● **RECORDS FOR PROCESSING**
+ + + + + + +
PR #1915, opened 2026-05-06
QVAC-18524 fix: avoid Node-only Buffer in RN duplex RPC path

Victor-Rodzko:

- On RN/Hermes (iOS + Android) every `transcribeStream()` call from `@qvac/sdk` throws `ReferenceError: Property 'Buffer' doesn't exist` on the very first write.
- The new `transcribe-stream-events-*` e2e tests (added in #1848 / QVAC-17282) cannot run on mobile at all today.
- Root cause: the bare-rpc duplex stream polyfill internally does `Buffer.from(chunk, encoding)` for string writes, but Hermes has no global `Buffer` — so `requestStream.write(payload, "utf-8")` blows up before any audio data reaches the worker.

## 📝 How does it solve it?

- Pre-encode the JSON request payload to a `Uint8Array` via `TextEncoder` in `createDuplexSession` so the polyfill's binary branch is taken on every runtime.
- Drop `Buffer.from(string)` from the profiled duplex response generator and yield strings directly — downstream `chunk.toString()` consumers work for both `Buffer` and `string`.
- Widen the public `TranscribeStream*Session.write(audioChunk)` signatures from `Buffer` to `Buffer | Uint8Array` so RN callers can pass binary slices directly instead of polyfilling `Buffer`.
- Stop wrapping `Uint8Array` slices in `Buffer.from(...)` inside the shared transcribe-stream test runner.
- Skip `transcribe-stream-events-*` on iOS under the existing `TODO(QVAC-18460)` since the underlying native Silero/Whisper crash is identical to the one already blocking `transcription-*` on iOS — flipping both skips will be a single follow-up commit when 18460 lands.
- Add a one-line rule to `tests-qvac.mdc`: no Node-only globals in `tests/shared/` or `tests/mobile/`.

#### Type Changes

Additive type widening — all existing `Buffer`-based callers compile and behave identically.

```typescript
// Before
interface TranscribeStreamSession {
  write(audioChunk: Buffer): void;
  // ...
}

// After
interface TranscribeStreamSession {
  write(audioChunk: Buffer | Uint8Array): void;
  // ...
}
```

Also widened on `TranscribeStreamMetadataSession` and `TranscribeStreamConversationSession`, and on the `DuplexWritable` / `DuplexReadable` internal RPC types.

Example RN/Bare-friendly usage:

```typescript
import { transcribeStream } from "@qvac/sdk";

const session = await transcribeStream({ /* ... */ });
const pcm = new Uint8Array(audioBuffer); // straight from any binary source
session.write(pcm);                       // ✅ no Buffer needed
session.end();
for await (const text of session) console.log(text);
```

## 🧪 How was it tested?

- Local `bun run lint` + `tsc --noEmit` on `packages/sdk` — green.
- Local iOS run via `npx qvac-test run:local:ios --filter transcribe-stream-events`:
  - Before: `ReferenceError: Property 'Buffer' doesn't exist` ~70 ms after test start.
  - After: tests skipped on iOS with the QVAC-18460 reason; the JS-side wire-up no longer throws when run against a non-crashing native (verified locally before the iOS-specific Silero crash kicks in).
- Desktop `transcribe-stream-events-*` continue to pass — `Buffer` callers compile and execute unchanged thanks to the union widening.

### DIFF
--- a/packages/sdk/client/rpc/rpc-client.ts
+++ b/packages/sdk/client/rpc/rpc-client.ts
+ + + + + + +
● **EXERCISE INSTRUCTIONS**
Transcribe the data above so that every line matches exactly.

● **WRITTEN RESPONSE**
PR #1915, opened 2026-05-06
QVAC-18524 fix: avoid Node-only Buffer in RN duplex RPC path

Victor-Rodzko:

- On RN/Hermes (iOS + Android) every `transcribeStream()` call from `@qvac/sdk` throws `ReferenceError: Property 'Buffer' doesn't exist` on the very first write.
- The new `transcribe-stream-events-*` e2e tests (added in #1848 / QVAC-17282) cannot run on mobile at all today.
- Root cause: the bare-rpc duplex stream polyfill internally does `Buffer.from(chunk, encoding)` for string writes, but Hermes has no global `Buffer` — so `requestStream.write(payload, "utf-8")` blows up before any audio data reaches the worker.

## 📝 How does it solve it?

- Pre-encode the JSON request payload to a `Uint8Array` via `TextEncoder` in `createDuplexSession` so the polyfill's binary branch is taken on every runtime.
- Drop `Buffer.from(string)` from the profiled duplex response generator and yield strings directly — downstream `chunk.toString()` consumers work for both `Buffer` and `string`.
- Widen the public `TranscribeStream*Session.write(audioChunk)` signatures from `Buffer` to `Buffer | Uint8Array` so RN callers can pass binary slices directly instead of polyfilling `Buffer`.
- Stop wrapping `Uint8Array` slices in `Buffer.from(...)` inside the shared transcribe-stream test runner.
- Skip `transcribe-stream-events-*` on iOS under the existing `TODO(QVAC-18460)` since the underlying native Silero/Whisper crash is identical to the one already blocking `transcription-*` on iOS — flipping both skips will be a single follow-up commit when 18460 lands.
- Add a one-line rule to `tests-qvac.mdc`: no Node-only globals in `tests/shared/` or `tests/mobile/`.

#### Type Changes

Additive type widening — all existing `Buffer`-based callers compile and behave identically.

```typescript
// Before
interface TranscribeStreamSession {
  write(audioChunk: Buffer): void;
  // ...
}

// After
interface TranscribeStreamSession {
  write(audioChunk: Buffer | Uint8Array): void;
  // ...
}
```

Also widened on `TranscribeStreamMetadataSession` and `TranscribeStreamConversationSession`, and on the `DuplexWritable` / `DuplexReadable` internal RPC types.

Example RN/Bare-friendly usage:

```typescript
import { transcribeStream } from "@qvac/sdk";

const session = await transcribeStream({ /* ... */ });
const pcm = new Uint8Array(audioBuffer); // straight from any binary source
session.write(pcm);                       // ✅ no Buffer needed
session.end();
for await (const text of session) console.log(text);
```

## 🧪 How was it tested?

- Local `bun run lint` + `tsc --noEmit` on `packages/sdk` — green.
- Local iOS run via `npx qvac-test run:local:ios --filter transcribe-stream-events`:
  - Before: `ReferenceError: Property 'Buffer' doesn't exist` ~70 ms after test start.
  - After: tests skipped on iOS with the QVAC-18460 reason; the JS-side wire-up no longer throws when run against a non-crashing native (verified locally before the iOS-specific Silero crash kicks in).
- Desktop `transcribe-stream-events-*` continue to pass — `Buffer` callers compile and execute unchanged thanks to the union widening.

### DIFF
--- a/packages/sdk/client/rpc/rpc-client.ts
+++ b/packages/sdk/client/rpc/rpc-client.ts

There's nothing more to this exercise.